The MLP you have there looks fine. There is only a small correction to make, quantized activations kwargs don't require a prefix, so it's just restrict_scaling_type and not act_restrict_scaling_type. Unfortunately I still don't have a way to intercept when kwargs are mistyped and left unused. Other than that, there are extra steps you could do to make the export easier, but it depends all on what are hls4ml requirements and how you are implementing the export. If you have an example network + export flow from a different framework (I guess QKeras?) I can tell you how you could achieve the same thing in Brevitas.

Alessandro

Duchstf commented 3 years ago

Hello,

Thank you for the inputs!

I don't really have a clean example for QKeras export now. But the Qkeras models are typically saved as json files (for architectures) and h5 files for weights. This makes them (and Keras models in general) very easy to handle since you essentially can load the model independently from any of Keras saving/loading mechanisms.
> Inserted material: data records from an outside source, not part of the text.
PR #540, opened 2026-09-18
[1.x] Add SQL Server support

elazaroo:
Pulse's first-party storage currently requires MySQL, MariaDB, PostgreSQL or
SQLite. Applications running on SQL Server have to provision a second database
engine only to store Pulse data. This adds `sqlsrv` to the supported drivers.

SQL Server support was attempted twice before, in #329 and #414. Both stalled
on the same problems, which are addressed here:

**Upserts.** Laravel's SQL Server grammar compiles `upsert()` to a `MERGE`
statement and names the source `laravel_source`, so the aggregate expressions
mirror the PostgreSQL ones with that alias. `least()`/`greatest()` are only
available from SQL Server 2022 onwards, so `iif()` is used instead. The suite
passes with the database at compatibility level 150 (SQL Server 2019).

**Type conversion in the MERGE**, which is what #414 got stuck on. Laravel
binds PHP integers as `PDO::PARAM_INT` and floats as `PDO::PARAM_STR`. SQL
Server resolves the type of each column in a table value constructor by
precedence, and integers outrank strings, so a `value` column mixing both made
the server try to convert `'233.33333333333'` to an integer. Aggregate values
are now normalised before the upsert. The failure was also hard to diagnose:
the aborted transaction made the rollback to the savepoint fail, and that
second exception masked the original one.

**Parameter limit.** SQL Server accepts at most 2,100 parameters per request,
and with the default chunk size of 1,000 records a single ingest of a few
hundred entries exceeded it. As Pulse handles storage exceptions silently, the
data was simply lost. Records are now chunked according to their number of
columns on SQL Server, staying below the limit, and a test storing more records
than fit in a single statement covers it on every driver.

Two smaller changes: the key hash is computed in PHP, reusing the path that
already exists for SQLite, since SQL Server has no MD5 function usable in a
computed column; and `then true` in the type aggregation has been replaced
with `then 1`, which every supported driver accepts.

Tests: a `mssql` job is added to the workflow, running against SQL Server 2022.
The SQL Server connection is configured to preserve numeric types; the tests
that inspect the generated queries also accept `MERGE` statements; and users
created with an explicit primary key toggle `IDENTITY_INSERT`.

The full suite was run against MySQL 5.7, MySQL 8, MariaDB 10, PostgreSQL 14,
SQL Server 2022 and SQLite, with the same results on every driver.


taylorotwell:

elazaroo:
Understood, thanks for taking a look.

Released as a package, as suggested: https://github.com/elazaroo/pulse-sqlsrv

Install with `composer require elazaroo/pulse-sqlsrv.`

It is an add-on rather than a fork: Pulse is installed as usual and the package only swaps the storage implementation when the Pulse connection is `sqlsrv`, overriding the handful of methods that depend on the SQL dialect. Everything else stays on Pulse's own code.

Tested against Laravel 12 and 13, Pulse 1.8, and SQL Server 2019 and 2022.

Leaving it here in case anyone lands on this PR looking for the same thing.

PR #166, opened 2023-01-30
feat: Allow e2e-tests to take arguments so one test can be ran easily

dfinity-ryancroote:
This PR adds the ability to `./scripts/e2e-tests` to run a singular test. During development of new `e2e` tests, it is generally painful to run a singular test. This is addressed by giving the option to add a flag (`n`) to provide a name of the test that a user wants to run.

Example: `./scripts/e2e-tests -n test_name_here`

### DIFF
--- a/scripts/e2e-tests
+++ b/scripts/e2e-tests
@@ -5,6 +5,22 @@
 # Builds the wasm locally, the e2e base image, moves the wasm to the
 # appropriate location, and runs the tests
 
+name=''
+
+help() {
+  echo "Usage: ..."
+}
+
+while getopts 'hn:' flag; do
+  case "${flag}" in
+    n) name="${OPTARG}" ;;
+    h) help
+       exit 1 ;;
+    *) help
+       exit 1 ;;
+  esac
+done
+
 # Build the wasm without needing a canister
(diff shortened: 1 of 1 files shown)


scripts/e2e-tests
```diff
@@ -5,6 +5,24 @@
 # Builds the wasm locally, the e2e base image, moves the wasm to the
 # appropriate location, and runs the tests
 
+name=''
+
+help() {
+  echo "Usage:"
+  echo "    To run all tests:       ./scripts/e2e-tests"
+  echo "    To run a singular test: ./scripts/e2e-tests -n test_name_here"
```
THLO, line 13:
```suggestion
  echo "    To run a singular test: ./scripts/e2e-tests -n test_name"
```

THLO: There are different notations for parameters (TEST_NAME, [test name],  ...). I don't have a strong preference. We should simply use consistent notation.

THLO (approved):

scripts/e2e-tests
dfinity-ryancroote: Decided to go with `TEST_NAME`.

PR #169, opened 2023-01-31
refactor: Allow e2e tests to have different response bodies beyond JSON.

dfinity-ryancroote:
This PR updates the e2e tests response builder to allow for different content types when responding to the canister HTTP outcalls. The PR was created to start adding forex sources (some sources return XML) to the e2e tests.


THLO (approved):
Nice!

I think Pytorch is a bit more complicated. For one thing, they usually just save the module's information, so you can't really figure out the architecture just by looking at the saved .pth files. Also I think to load a Pytorch model you typically have to define the model class yourself.

Therefore, my current idea is to do the conversion directly from Python API. I.e the user would define and load their own model and pass the whole model into hls4ml.

After that, hls4ml would loop through each module using model.named_modules() and extract the relevant parameters. This is why I have been trying to access the quantization information through the layer's class. The idea is to compute the total bit widths & integer bits to use in each layer's 'ap_fixed<{},{}> precision config. Here is an example of how it's done in QKeras.

I hope that makes sense, and let me know if you have any suggestions!

Thank you,

Duc.

volcacius commented 3 years ago

Hi Duc,

Yes that makes sense. We struggled a lot with this too in the past, and for us the solution was to first export the model from Pytorch to ONNX (with custom layers and annotations to account for quantization) and then work from there. This way it's much more similar to how you are describing the QKeras flow. You don't even need to get to ONNX if you don't want to, Pytorch's ONNX export flow is based on the graph representation that they introduced in Pytorch 1.0 (together with the just-in-time compiler) so you could simply work off the Pytorch graph. This is what happens for example for Pytorch to TVM or to visualize the Pytorch model in Tensorboard.

What we do to expose quantization information to graph mode is to go through an alternative forward pass with symbolic operators (see for example) that captures the required data in very straightforward manner, so that it directly shows up in the ONNX/Pytorch graph export. Otherwise if you exported the QAT graph directly, you would find yourself with a very complicated structure that is hard to understand and not really required once training is over.

You can approach it like you are saying by going through named_modules(), but it won't scale. The first issue is that there isn't really any information there of how modules are connected to each other, so for anything that hasn't a very simple and linear structure you'll struggle to make sense of the dataflow. The other thing is that functional operators won't be captured. In practice those are typically torch.add or torch.cat in residual topologies.

My suggestion is really to go for some variant of the graph export in the long term. I'm happy to support the effort from my side.

Alessandro

Duchstf commented 3 years ago

Thank you! I'll pivot my efforts towards ONNX for hls4ml then!